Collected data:
Content starts

PR #7327, opened 2025-08-01
Minor `IConfigurationSource` clean up

andrewlock:
## Summary of changes

- Remove unused methods in `IConfigurationSource`
- Add a test for the recording of "error" telemetry in configuration sources

## Reason for change

I'm working on some things for configuration, and needed to do a bit of cleanup first. Nothing major here.

## Implementation details

- Delete unused `CompositeConfigurationSource.Insert()` method
- Delete unused `IConfigurationSource.IsPresent` method
- Add a test that we record "invalid" errors, and that the final telemetry value is the "real" value

## Test coverage

Covered by existing + a new one

### DIFF
--- a/tracer/src/Datadog.Trace/Configuration/ConfigurationSources/Telemetry/ConfigurationBuilder.cs
+++ b/tracer/src/Datadog.Trace/Configuration/ConfigurationSources/Telemetry/ConfigurationBuilder.cs
@@ -66,6 +66,7 @@ internal readonly struct ConfigurationBuilder
         bool recordValue,
         Func<DefaultResult<T>>? getDefaultValue,
         [NotNullIfNotNull(nameof(getDefaultValue))] out T? value)
+        where T : notnull
     {
         if (result is { Result: { } ddResult, IsValid: true })
         {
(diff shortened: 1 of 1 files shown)


tracer/src/Datadog.Trace/Configuration/ConfigurationSources/CompositeConfigurationSource.cs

Content ends

=== Your objective ===
Look through the entries above. Copy out every line holding the word "Trace".

=== Written solution ===
--- a/tracer/src/Datadog.Trace/Configuration/ConfigurationSources/Telemetry/ConfigurationBuilder.cs
+++ b/tracer/src/Datadog.Trace/Configuration/ConfigurationSources/Telemetry/ConfigurationBuilder.cs
tracer/src/Datadog.Trace/Configuration/ConfigurationSources/CompositeConfigurationSource.cs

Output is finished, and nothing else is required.